** DATASET RECORDS follows **
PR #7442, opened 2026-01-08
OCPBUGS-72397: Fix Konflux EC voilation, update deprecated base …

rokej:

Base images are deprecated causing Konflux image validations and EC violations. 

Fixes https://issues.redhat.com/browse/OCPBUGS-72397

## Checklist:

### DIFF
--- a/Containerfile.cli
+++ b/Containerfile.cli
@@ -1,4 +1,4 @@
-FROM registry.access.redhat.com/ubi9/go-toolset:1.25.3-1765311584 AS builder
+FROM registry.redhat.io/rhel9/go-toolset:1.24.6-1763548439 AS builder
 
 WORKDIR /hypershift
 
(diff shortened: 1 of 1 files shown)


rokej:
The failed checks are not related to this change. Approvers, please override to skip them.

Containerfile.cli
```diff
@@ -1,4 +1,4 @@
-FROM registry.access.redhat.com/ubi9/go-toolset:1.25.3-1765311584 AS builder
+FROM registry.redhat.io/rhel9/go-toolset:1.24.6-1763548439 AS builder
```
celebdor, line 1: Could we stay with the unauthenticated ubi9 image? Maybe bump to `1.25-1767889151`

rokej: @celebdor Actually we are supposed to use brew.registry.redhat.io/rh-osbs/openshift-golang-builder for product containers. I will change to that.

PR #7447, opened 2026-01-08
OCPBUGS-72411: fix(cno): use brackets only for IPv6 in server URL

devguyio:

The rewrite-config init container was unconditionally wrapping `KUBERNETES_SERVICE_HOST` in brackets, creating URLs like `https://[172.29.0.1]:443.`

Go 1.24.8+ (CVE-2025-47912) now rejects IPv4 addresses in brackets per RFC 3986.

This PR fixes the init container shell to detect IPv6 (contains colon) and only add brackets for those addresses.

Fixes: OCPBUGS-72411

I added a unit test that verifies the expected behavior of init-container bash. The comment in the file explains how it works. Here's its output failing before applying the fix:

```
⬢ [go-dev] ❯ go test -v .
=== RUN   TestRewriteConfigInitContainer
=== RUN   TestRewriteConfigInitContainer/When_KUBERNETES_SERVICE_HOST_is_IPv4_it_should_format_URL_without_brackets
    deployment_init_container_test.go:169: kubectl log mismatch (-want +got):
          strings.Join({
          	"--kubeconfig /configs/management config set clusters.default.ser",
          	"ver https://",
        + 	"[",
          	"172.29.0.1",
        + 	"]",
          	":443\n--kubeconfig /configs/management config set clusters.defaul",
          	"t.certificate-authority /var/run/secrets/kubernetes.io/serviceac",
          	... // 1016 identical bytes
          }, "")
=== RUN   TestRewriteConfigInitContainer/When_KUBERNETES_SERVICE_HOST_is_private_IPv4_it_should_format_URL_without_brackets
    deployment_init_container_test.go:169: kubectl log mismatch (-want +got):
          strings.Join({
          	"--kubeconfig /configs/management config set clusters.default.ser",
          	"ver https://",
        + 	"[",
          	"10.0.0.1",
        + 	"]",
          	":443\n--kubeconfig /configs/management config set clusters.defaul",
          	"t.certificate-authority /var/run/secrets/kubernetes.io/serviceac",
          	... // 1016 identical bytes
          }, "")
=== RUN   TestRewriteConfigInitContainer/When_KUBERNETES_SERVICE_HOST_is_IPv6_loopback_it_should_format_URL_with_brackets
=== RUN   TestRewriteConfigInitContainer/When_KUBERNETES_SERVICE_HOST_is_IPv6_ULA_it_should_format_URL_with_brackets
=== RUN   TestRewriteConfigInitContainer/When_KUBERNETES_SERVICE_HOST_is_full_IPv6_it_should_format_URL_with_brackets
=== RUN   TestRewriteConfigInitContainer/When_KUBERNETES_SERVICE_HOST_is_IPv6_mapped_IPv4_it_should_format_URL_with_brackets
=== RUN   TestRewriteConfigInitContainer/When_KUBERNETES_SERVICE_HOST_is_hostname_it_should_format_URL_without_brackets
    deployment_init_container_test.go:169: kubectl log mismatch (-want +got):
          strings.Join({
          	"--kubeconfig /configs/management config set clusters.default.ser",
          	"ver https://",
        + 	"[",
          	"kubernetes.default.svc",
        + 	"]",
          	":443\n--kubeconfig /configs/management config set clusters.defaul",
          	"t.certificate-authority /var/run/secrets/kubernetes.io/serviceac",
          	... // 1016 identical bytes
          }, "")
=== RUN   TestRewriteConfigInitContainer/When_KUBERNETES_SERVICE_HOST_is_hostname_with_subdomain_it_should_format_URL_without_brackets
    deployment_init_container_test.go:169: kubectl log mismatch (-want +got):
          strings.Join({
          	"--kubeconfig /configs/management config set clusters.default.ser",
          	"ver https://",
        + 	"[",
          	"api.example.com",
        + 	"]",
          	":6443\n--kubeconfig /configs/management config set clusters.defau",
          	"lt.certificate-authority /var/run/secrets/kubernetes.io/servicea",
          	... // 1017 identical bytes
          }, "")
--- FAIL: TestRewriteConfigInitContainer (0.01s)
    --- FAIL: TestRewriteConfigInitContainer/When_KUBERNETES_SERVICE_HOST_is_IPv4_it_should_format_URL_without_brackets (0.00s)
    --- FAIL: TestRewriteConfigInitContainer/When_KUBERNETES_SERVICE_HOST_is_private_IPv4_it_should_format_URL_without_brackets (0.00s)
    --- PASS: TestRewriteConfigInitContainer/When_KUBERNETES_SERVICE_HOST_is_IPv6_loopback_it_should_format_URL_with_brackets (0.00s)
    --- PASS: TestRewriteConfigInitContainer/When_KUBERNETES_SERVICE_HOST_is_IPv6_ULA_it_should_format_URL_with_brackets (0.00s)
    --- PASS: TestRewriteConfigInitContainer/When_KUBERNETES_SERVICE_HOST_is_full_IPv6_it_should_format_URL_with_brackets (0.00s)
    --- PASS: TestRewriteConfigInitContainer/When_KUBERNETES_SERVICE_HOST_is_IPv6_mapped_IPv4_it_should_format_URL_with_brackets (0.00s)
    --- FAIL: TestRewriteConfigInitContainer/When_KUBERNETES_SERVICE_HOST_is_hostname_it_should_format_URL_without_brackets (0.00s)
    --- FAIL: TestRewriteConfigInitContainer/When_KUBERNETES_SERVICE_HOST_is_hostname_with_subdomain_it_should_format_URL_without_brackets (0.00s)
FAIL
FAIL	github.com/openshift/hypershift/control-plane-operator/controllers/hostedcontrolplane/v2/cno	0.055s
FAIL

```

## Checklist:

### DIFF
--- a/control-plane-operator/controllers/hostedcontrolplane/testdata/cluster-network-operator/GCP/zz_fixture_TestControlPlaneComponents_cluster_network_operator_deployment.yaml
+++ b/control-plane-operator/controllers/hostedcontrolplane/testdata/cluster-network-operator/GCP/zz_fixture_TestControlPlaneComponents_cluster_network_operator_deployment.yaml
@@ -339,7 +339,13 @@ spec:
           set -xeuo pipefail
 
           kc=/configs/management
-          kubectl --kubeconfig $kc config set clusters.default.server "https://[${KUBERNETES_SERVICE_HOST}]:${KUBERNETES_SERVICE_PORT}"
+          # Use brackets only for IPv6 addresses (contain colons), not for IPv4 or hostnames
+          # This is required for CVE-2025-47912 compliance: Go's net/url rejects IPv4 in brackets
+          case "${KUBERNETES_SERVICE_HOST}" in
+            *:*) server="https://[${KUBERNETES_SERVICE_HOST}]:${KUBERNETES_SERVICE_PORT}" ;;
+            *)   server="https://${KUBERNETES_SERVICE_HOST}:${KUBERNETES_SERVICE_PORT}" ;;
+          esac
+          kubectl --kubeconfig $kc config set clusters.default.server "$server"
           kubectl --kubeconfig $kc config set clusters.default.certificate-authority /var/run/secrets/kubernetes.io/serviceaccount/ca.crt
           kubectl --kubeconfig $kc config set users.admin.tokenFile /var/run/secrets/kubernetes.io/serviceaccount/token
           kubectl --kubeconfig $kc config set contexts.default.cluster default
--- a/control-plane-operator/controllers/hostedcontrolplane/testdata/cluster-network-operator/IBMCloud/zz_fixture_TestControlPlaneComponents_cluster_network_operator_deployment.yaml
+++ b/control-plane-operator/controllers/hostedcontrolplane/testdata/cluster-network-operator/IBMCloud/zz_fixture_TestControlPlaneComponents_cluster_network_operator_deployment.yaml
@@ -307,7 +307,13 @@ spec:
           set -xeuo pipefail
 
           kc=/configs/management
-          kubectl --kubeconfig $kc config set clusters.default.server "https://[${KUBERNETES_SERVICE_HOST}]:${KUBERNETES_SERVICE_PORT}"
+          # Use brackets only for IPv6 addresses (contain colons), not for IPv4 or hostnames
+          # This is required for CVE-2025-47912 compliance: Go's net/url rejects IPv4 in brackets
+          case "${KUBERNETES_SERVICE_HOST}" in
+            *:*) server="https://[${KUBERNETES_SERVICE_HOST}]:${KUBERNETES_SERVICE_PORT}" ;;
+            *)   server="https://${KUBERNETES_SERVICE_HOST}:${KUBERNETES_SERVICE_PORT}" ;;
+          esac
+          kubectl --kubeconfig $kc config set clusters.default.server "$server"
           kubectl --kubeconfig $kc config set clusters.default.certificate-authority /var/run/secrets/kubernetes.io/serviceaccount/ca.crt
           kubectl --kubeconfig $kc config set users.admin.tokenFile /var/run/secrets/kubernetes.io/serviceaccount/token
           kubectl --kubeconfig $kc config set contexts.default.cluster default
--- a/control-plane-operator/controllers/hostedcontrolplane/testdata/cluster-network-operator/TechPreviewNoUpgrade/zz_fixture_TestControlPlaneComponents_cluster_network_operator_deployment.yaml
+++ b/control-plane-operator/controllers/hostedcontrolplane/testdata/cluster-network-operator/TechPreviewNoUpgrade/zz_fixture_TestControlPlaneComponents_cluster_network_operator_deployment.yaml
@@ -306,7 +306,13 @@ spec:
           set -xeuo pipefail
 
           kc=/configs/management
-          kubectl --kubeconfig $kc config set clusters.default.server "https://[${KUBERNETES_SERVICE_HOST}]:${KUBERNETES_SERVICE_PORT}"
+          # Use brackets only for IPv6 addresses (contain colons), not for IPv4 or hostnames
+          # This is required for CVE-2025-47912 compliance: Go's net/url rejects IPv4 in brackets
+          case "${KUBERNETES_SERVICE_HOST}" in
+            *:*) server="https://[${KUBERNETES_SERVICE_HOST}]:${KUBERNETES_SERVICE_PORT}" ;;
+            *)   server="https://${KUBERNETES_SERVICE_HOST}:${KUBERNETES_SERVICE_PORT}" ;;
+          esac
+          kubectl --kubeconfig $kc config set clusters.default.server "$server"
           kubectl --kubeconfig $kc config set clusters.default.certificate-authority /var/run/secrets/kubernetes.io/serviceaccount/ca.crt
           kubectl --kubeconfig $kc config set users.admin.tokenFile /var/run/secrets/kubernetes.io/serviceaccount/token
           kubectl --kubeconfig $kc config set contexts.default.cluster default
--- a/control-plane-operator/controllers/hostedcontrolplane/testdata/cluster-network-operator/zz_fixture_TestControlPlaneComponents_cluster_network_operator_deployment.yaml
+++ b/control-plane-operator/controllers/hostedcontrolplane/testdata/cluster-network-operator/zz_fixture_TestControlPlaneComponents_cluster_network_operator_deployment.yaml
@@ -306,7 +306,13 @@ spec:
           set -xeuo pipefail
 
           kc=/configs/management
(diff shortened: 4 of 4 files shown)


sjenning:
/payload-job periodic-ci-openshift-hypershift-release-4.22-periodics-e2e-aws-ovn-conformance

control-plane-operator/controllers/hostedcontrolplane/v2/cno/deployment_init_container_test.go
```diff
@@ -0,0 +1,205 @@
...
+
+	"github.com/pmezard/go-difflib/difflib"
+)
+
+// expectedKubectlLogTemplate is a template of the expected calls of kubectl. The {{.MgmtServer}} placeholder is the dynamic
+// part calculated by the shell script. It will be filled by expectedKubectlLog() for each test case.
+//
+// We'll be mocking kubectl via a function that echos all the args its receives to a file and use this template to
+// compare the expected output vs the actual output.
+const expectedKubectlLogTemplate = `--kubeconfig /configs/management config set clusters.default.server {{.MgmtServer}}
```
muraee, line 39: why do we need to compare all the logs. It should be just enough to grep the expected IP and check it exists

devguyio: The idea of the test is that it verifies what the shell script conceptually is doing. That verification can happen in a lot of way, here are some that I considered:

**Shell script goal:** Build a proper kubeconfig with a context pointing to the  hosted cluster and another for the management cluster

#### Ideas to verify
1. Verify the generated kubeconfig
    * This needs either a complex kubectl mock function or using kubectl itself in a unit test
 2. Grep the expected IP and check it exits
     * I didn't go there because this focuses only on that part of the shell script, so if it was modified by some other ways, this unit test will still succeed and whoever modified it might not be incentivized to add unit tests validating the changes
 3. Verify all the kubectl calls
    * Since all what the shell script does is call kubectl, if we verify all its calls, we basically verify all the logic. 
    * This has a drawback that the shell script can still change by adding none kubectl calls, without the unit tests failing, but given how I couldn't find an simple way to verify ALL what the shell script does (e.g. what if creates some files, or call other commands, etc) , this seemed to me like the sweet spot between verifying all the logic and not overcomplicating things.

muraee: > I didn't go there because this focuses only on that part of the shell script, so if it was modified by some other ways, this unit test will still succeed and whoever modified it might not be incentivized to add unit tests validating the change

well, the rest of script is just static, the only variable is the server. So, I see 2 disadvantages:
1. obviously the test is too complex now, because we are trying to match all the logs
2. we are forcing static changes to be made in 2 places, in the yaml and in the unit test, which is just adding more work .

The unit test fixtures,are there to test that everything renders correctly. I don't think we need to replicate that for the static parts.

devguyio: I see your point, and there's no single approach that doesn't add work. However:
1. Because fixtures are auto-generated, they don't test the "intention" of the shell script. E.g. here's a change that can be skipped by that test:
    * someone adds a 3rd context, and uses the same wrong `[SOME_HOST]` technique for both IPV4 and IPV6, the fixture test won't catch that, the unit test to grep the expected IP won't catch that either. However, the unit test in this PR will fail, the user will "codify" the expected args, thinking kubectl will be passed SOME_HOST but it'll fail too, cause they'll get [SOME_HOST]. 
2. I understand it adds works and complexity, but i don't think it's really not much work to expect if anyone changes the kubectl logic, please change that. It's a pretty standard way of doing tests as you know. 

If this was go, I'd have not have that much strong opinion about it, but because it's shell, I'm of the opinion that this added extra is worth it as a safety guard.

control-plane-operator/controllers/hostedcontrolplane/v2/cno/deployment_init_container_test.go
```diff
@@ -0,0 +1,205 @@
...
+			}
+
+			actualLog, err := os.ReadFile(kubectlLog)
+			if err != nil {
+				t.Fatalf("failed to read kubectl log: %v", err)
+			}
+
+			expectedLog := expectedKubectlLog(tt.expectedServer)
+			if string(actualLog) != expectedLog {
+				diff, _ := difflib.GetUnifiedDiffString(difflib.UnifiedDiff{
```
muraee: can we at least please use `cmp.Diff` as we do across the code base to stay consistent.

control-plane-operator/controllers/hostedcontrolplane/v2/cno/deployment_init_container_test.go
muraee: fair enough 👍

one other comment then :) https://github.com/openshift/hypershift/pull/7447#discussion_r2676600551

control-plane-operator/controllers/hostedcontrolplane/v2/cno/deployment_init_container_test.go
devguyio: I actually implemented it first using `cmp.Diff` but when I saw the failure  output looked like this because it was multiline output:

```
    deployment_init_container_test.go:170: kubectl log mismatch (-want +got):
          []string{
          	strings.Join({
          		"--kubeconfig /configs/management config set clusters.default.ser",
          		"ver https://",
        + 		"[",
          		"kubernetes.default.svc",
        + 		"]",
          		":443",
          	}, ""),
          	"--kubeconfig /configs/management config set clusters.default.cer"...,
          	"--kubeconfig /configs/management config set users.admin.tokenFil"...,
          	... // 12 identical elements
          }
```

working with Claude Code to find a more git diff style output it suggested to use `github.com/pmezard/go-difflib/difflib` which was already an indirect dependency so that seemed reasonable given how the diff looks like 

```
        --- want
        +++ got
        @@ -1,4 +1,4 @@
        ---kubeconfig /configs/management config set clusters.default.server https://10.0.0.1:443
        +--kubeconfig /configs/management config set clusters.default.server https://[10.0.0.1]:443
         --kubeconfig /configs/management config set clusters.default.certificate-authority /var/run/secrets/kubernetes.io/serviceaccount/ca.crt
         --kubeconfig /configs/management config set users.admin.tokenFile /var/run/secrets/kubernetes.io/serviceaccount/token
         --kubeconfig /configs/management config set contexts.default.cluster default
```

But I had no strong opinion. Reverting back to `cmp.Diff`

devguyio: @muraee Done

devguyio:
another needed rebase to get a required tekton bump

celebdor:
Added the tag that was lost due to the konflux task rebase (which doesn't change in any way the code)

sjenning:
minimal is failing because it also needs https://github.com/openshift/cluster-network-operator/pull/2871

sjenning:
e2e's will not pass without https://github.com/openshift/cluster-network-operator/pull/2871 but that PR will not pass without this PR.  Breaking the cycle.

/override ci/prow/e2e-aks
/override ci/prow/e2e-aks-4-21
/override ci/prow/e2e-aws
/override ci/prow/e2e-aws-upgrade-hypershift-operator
** End of DATASET RECORDS **
→ **TASK TO COMPLETE**
Return only the lines of the records in which the string "OCPBUGS" appears.

→ **ANSWER TO THIS TASK**
OCPBUGS-72397: Fix Konflux EC voilation, update deprecated base …
Fixes https://issues.redhat.com/browse/OCPBUGS-72397
OCPBUGS-72411: fix(cno): use brackets only for IPv6 in server URL
Fixes: OCPBUGS-72411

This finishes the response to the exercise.